** Opening DATASET block **

PR #173, opened 2017-01-13
Fix py2k bug

ocefpaf:
:weary:


ocefpaf:
The Windows failure `OSError: NetCDF: I/O failure` seems to be intermittent since we are downloading external data in that notebook. I also has to switch the `OS X` testing to the `allow_failures` section in https://github.com/ioos/notebooks_demos/pull/173/commits/71639b151a6e64141f75bca3a165e309a28ca53d of Travis-CI due to constant timeouts.

PR #174, opened 2017-01-13
Fix html table

ocefpaf:
The fancy tables do not play well with the page CSS, so we need to removed any fancy styling from the notebook.

PS: I also pulled commit from https://github.com/ioos/notebooks_demos/pull/173 to check the CIs.


ocefpaf:
Again the Windows failure seems to be an intermittent issue with the external data. Merging this to fix the page tables.

PR #180, opened 2017-01-24
env file for R

ocefpaf:
Not ready yet! Adding this jsut to start a discussion on how to proceed. (Notebook will be up soon.)

This extra env file creates the `R` environment separate from the `IOOS` environment. Ideally we should install everything in the same env to avoid convoluted logic in Travis-CI and risking having the files out of sync. Not mentioned that we won't be able to cross language barriers by accessing `Python` and `R` and vice-versa.

The reason for that is because we cannot install `R` along `conda-forge` packages right now due to some mismatch in the dependency version. In theory https://github.com/conda-forge/r-base-feedstock/pull/5 should fix that and we could try again adding all `R` packages in a single env with `Python`.


ocefpaf:
@jbosch-noaa this is how the R-notebooks looks like:

https://via.hypothes.is/http://nbviewer.jupyter.org/github/ocefpaf/notebooks_demos/blob/R-notebook/notebooks/2017-01-23-R-notebook.ipynb

There is nothing interesting there. I just played with the `r-oce` library (the only library I know in `R` :wink:)

ocefpaf:
@jbosch-noaa I added some text to the notebook and, right now, some explanation on the two env file situation. I will update it if I can get to a single env file, but this is ready for review.

PS: The r-notebook *per se* is quite weak because I am not a `R` user. I just added some instructions on how to get it working and showed some examples.

jbosch-noaa:
This notebook looks good as a simple example on how to use a Jupyter notebook with R.  I have no edits!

** Closing DATASET block **

# WORK INSTRUCTION
Every line above should be duplicated exactly as it stands.

# RESULT OF THE EXERCISE
PR #173, opened 2017-01-13
Fix py2k bug

ocefpaf:
:weary:


ocefpaf:
The Windows failure `OSError: NetCDF: I/O failure` seems to be intermittent since we are downloading external data in that notebook. I also has to switch the `OS X` testing to the `allow_failures` section in https://github.com/ioos/notebooks_demos/pull/173/commits/71639b151a6e64141f75bca3a165e309a28ca53d of Travis-CI due to constant timeouts.

PR #174, opened 2017-01-13
Fix html table

ocefpaf:
The fancy tables do not play well with the page CSS, so we need to removed any fancy styling from the notebook.

PS: I also pulled commit from https://github.com/ioos/notebooks_demos/pull/173 to check the CIs.


ocefpaf:
Again the Windows failure seems to be an intermittent issue with the external data. Merging this to fix the page tables.

PR #180, opened 2017-01-24
env file for R

ocefpaf:
Not ready yet! Adding this jsut to start a discussion on how to proceed. (Notebook will be up soon.)

This extra env file creates the `R` environment separate from the `IOOS` environment. Ideally we should install everything in the same env to avoid convoluted logic in Travis-CI and risking having the files out of sync. Not mentioned that we won't be able to cross language barriers by accessing `Python` and `R` and vice-versa.

The reason for that is because we cannot install `R` along `conda-forge` packages right now due to some mismatch in the dependency version. In theory https://github.com/conda-forge/r-base-feedstock/pull/5 should fix that and we could try again adding all `R` packages in a single env with `Python`.


ocefpaf:
@jbosch-noaa this is how the R-notebooks looks like:

https://via.hypothes.is/http://nbviewer.jupyter.org/github/ocefpaf/notebooks_demos/blob/R-notebook/notebooks/2017-01-23-R-notebook.ipynb

There is nothing interesting there. I just played with the `r-oce` library (the only library I know in `R` :wink:)

ocefpaf:
@jbosch-noaa I added some text to the notebook and, right now, some explanation on the two env file situation. I will update it if I can get to a single env file, but this is ready for review.

PS: The r-notebook *per se* is quite weak because I am not a `R` user. I just added some instructions on how to get it working and showed some examples.

jbosch-noaa:
This notebook looks good as a simple example on how to use a Jupyter notebook with R.  I have no edits!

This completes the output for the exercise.